About Neil J. Smelser

Sociology

Neil J. Smelser was a University Professor Emeritus of Sociology at the University of California, Berkeley and the former Director of the Center for Advanced Study in the Behavioral Sciences in Stanford, California. His academic career included various faculty positions at the University of California Berkeley. Dr. Smelser was Special Assistant to the Chancellor at UC Berkeley in 1965, Assistant Chancellor for Educational Development from 1966-1969, and Associate Director of the Institute of International Studies from 1969-1973 and again from 1980-1990. He also served as Chair of the Department of Sociology and Special Advisor on Long-Term Planning to the President of UC Berkeley.

Professor Smelser earned his B.A. in Social Relations from Harvard College and his B.A. in Philosophy, Politics, and Economics from Oxford University in 1952. He received his Ph.D. in Sociology from Harvard University in 1958, and was a graduate of San Francisco Psychoanalytic Institute. His faculty grants included a Guggenheim Fellowship (1973-74); a Russell Sage Fellowship (1989-90); and various grants from the Social Science Research Council, the National Science Foundation, the National Institute of Education, the Ford Foundation, and the Russell Sage Foundation. He was honored as a Rhodes Scholar, a Junior Fellow of the Society of Fellows, and a Fellow of the American Academy of Arts and Sciences, and was a Member of the American Philosophical Society. Dr. Smelser was elected Vice-President of the Sociological Association in 1990; was elected to the National Academy of Sciences in 1993; received a Berkeley Citation in 1994; was elected President of American Sociological Association in 1995; and received the Mattei Dogan Foundation Prize for Distinguished Career Achievement from the International Sociological Association in 2002.

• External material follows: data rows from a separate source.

Issue #1556, opened 2015-09-04
getPathTo is not working as expected


HeavenIsLost:
I'm trying to move a monster from his position to his master position(spawn position). It works if spawn position is closer(20~25 sqms), but if if its not inside this range getPathTo will just fail(return false).

test code:
http://hastebin.com/ebazadabox.avrasm

djarek:
I haven't delved too deep into the map code, so I only have a high-level understanting of it. Pathing is computed by using the A* algorithm (https://en.wikipedia.org/wiki/A*_search_algorithm). MAX_NODES is the maximal number of nodes that are taken into consideration, so doubling them increases the number of vertices in the graph that represents all possible paths. So, in the worst case the performance of the path search is going to drop by a factor of 4.

marksamman:
This is working as intended, the current algorithm is optimized for max 512 nodes. If you increase max nodes, the algorithm may not be optimal and you should consider rewriting it using a priority queue.

PR #2464, opened 2018-04-28
 Optimized Pathfinding

Flatlander57:
Used Distance to Optimize Pathfinding
More Info Here:
https://otland.net/threads/optimizing-tfs-pathfinding.257868/

### DIFF
--- a/src/creature.cpp
+++ b/src/creature.cpp
@@ -1573,7 +1573,7 @@ bool Creature::isInvisible() const
 
 bool Creature::getPathTo(const Position& targetPos, std::forward_list<Direction>& dirList, const FindPathParams& fpp) const
 {
-	return g_game.map.getPathMatching(*this, dirList, FrozenPathingConditionCall(targetPos), fpp);
+	return g_game.map.getPathMatching(*this, targetPos, dirList, FrozenPathingConditionCall(targetPos), fpp);
 }
 
 bool Creature::getPathTo(const Position& targetPos, std::forward_list<Direction>& dirList, int32_t minTargetDist, int32_t maxTargetDist, bool fullPathSearch /*= true*/, bool clearSight /*= true*/, int32_t maxSearchDist /*= 0*/) const
--- a/src/map.cpp
+++ b/src/map.cpp
@@ -561,7 +561,7 @@ const Tile* Map::canWalkTo(const Creature& creature, const Position& pos) const
 	return tile;
 }
 
-bool Map::getPathMatching(const Creature& creature, std::forward_list<Direction>& dirList, const FrozenPathingConditionCall& pathCondition, const FindPathParams& fpp) const
+bool Map::getPathMatching(const Creature& creature, const Position& targetPos, std::forward_list<Direction>& dirList, const FrozenPathingConditionCall& pathCondition, const FindPathParams& fpp) const
 {
 	Position pos = creature.getPosition();
 	Position endPos;
@@ -588,7 +588,7 @@ bool Map::getPathMatching(const Creature& creature, std::forward_list<Direction>
 
 	AStarNode* found = nullptr;
 	while (fpp.maxSearchDist != 0 || nodes.getClosedNodes() < 100) {
-		AStarNode* n = nodes.getBestNode();
+		AStarNode* n = nodes.getBestNode(targetPos);
 		if (!n) {
 			if (found) {
 				break;
@@ -771,17 +771,30 @@ AStarNode* AStarNodes::createOpenNode(AStarNode* parent, uint32_t x, uint32_t y,
 	return node;
 }
 
-AStarNode* AStarNodes::getBestNode()
+AStarNode* AStarNodes::getBestNode(const Position& targetPos)
 {
 	if (curNode == 0) {
 		return nullptr;
 	}
 
+	int32_t bestNodeF = 1000000;
+	uint32_t bestNode = 0;
+	int32_t diffNode = 0;
+
 	int32_t best_node_f = std::numeric_limits<int32_t>::max();
 	int32_t best_node = -1;
 	for (size_t i = 0; i < curNode; i++) {
-		if (openNodes[i] && nodes[i].f < best_node_f) {
-			best_node_f = nodes[i].f;
+		const int_fast32_t Sx = nodes[0]->x;
+		const int_fast32_t Sy = nodes[0]->y;
+		const int_fast32_t Cx = nodes[i]->x;
+		const int_fast32_t Cy = nodes[i]->y;
+		int32_t SdiffX = std::abs(targetPos.x - Sx);
+		int32_t SdiffY = std::abs(targetPos.y - Sy);
+		int32_t NdiffX = std::abs(targetPos.x - Cx);
+		int32_t NdiffY = std::abs(targetPos.y - Cy);
+		diffNode = ((nodes[i].f+(((NdiffX-SdiffX)*5)+((NdiffY-SdiffY)*5)))+(std::max(NdiffX, NdiffY)*5));
+		if (openNodes[i] && diffNode < best_node_f) {
+			best_node_f = diffNode;
 			best_node = i;
 		}
 	}
--- a/src/map.cpp
+++ b/src/map.cpp
@@ -781,10 +781,10 @@ AStarNode* AStarNodes::getBestNode(const Position& targetPos)
 	int32_t best_node_f = std::numeric_limits<int32_t>::max();
 	int32_t best_node = -1;
 	for (size_t i = 0; i < curNode; i++) {
-		const int_fast32_t Sx = nodes[0]->x;
-		const int_fast32_t Sy = nodes[0]->y;
-		const int_fast32_t Cx = nodes[i]->x;
-		const int_fast32_t Cy = nodes[i]->y;
+		const int_fast32_t Sx = nodes[0].x;
+		const int_fast32_t Sy = nodes[0].y;
+		const int_fast32_t Cx = nodes[i].x;
+		const int_fast32_t Cy = nodes[i].y;
 		int32_t SdiffX = std::abs(targetPos.x - Sx);
 		int32_t SdiffY = std::abs(targetPos.y - Sy);
 		int32_t NdiffX = std::abs(targetPos.x - Cx);
--- a/src/map.cpp
+++ b/src/map.cpp
@@ -777,10 +777,7 @@ AStarNode* AStarNodes::getBestNode(const Position& targetPos)
 		return nullptr;
 	}
 
-	int32_t bestNodeF = 1000000;
-	uint32_t bestNode = 0;
 	int32_t diffNode = 0;
-
 	int32_t best_node_f = std::numeric_limits<int32_t>::max();
 	int32_t best_node = -1;
 	for (size_t i = 0; i < curNode; i++) {
--- a/src/map.h
+++ b/src/map.h
@@ -56,7 +56,7 @@ class AStarNodes
 		AStarNodes(uint32_t x, uint32_t y);
 
 		AStarNode* createOpenNode(AStarNode* parent, uint32_t x, uint32_t y, int_fast32_t f);
-		AStarNode* getBestNode();
+		AStarNode* getBestNode(const Position& targetPos);
 		void closeNode(AStarNode* node);
 		void openNode(AStarNode* node);
 		int_fast32_t getClosedNodes() const;
@@ -251,8 +251,8 @@ class Map
 
 		const Tile* canWalkTo(const Creature& creature, const Position& pos) const;
 
-		bool getPathMatching(const Creature& creature, std::forward_list<Direction>& dirList,
-		                     const FrozenPathingConditionCall& pathCondition, const FindPathParams& fpp) const;
+		bool getPathMatching(const Creature& creature, const Position& targetPos, std::forward_list<Direction>& dirList,
+							const FrozenPathingConditionCall& pathCondition, const FindPathParams& fpp) const;
 
 		std::map<std::string, Position> waypoints;
 


DSpeichert:
Do you have any benchmarks before/after to quantify the improvement coming from this change?

Flatlander57:
I could benchmark it, but I can tell you it gets insanely better in most cases, and it's worse in 0 cases.

marksamman:
This is probably better in terms of performance for most cases since it adds a heuristic for prioritizing nodes closer to the destination (which is usually the best path). It sacrifices quality by potentially taking paths that cost more in other terms than distance though.

I believe the algorithm would be even faster by storing the additional distance cost in the "f"-variable so that it doesn't have to be re-calculated every time getBestNode() is called.

I'm not sure sacrificing quality for the performance gains here is worth it though, but it would be interesting to see some animations on how the best nodes are selected in some example cases compared to the current code, especially where the shortest path is not the best path.

Flatlander57:
I would never say my code is the perfect optimization of pathfinding in tibia.

But it is a fact that it is better than TFS current pathfinding in just about all situations possible.

marksamman:
I'm in favor of adding a distance heuristic to the algorithm. I'm just hoping we can find the optimal value for the distance multiplier where we can get as close results to the current algorithm as possible so that we gain the performance without sacrificing quality. Have you tested other values than 5?

Flatlander57:
Can you give me an example of something I should test, where you think normal TFS would perform better or choose a better path than mine?

Or are you stating that I should create additional code to make it even better than normal TFS in more ways?

CristoferMartins:
@Flatlander57 i just want to mention this https://github.com/otland/forgottenserver/issues/1556

"This is working as intended, the current algorithm is optimized for max 512 nodes. If you increase max nodes, the algorithm may not be optimal and you should consider rewriting it using a priority queue."

This feature would be useful if we want to make monsters walk a long way.

marksamman:
This pull request does not extend the max nodes AFAIK, so switching to a priority queue would most likely result in decreased performance.

I'm not sure if TFS will choose a better path, but it would never choose a worse path. In terms of performance, the current algoritm might perform better for very short distances since getBestNode does less work. I'm asking for anyone to test this in various cases to gather feedback, I assume you've already done so, so if nobody has any objections I suppose this can be merged (although I think it would be better if the math in getBestNode was precalculated so we get more performance at the cost of temporary slightly increased memory use). Personally I would prefer to see comparisons in path selection and performance with different values than 5 to see if 5 is the optimal value or if we can find something better (both in terms of path quality and performance).

Flatlander57:
The 5 value is simple, it means it will check longer-paths for 5 sqm before checking farther paths.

Dr. Smelser was the editor, co-editor, author or co-author of numerous books, including Economy and Society, with Talcott Parsons (1956); Social Change in the Industrial Revolution (1959); Theory of Collective Behavior (1962); The Sociology of Economic Life (1962, 1973); Essays in Sociological Explanation (1968); Comparative Methods in the Social Sciences (1976); The Changing Academic Market (with Robin Content) (1980); Sociology (1981, 1984, 1987, 1991, 1995); Handbook of Sociology (editor) (1988); Social Paralysis and Social Change (1991);Social Change and Modernity, with Hans Haferkamp (1992); Sociology (1994); The Handbook of Economic Sociology, with Richard Swedberg (1994); Problematics of Sociology (1997); The Social Edges of Psychoanalysis (1999); and  Diversity and Its Discontents (1999), with Jeffrey C. Alexander.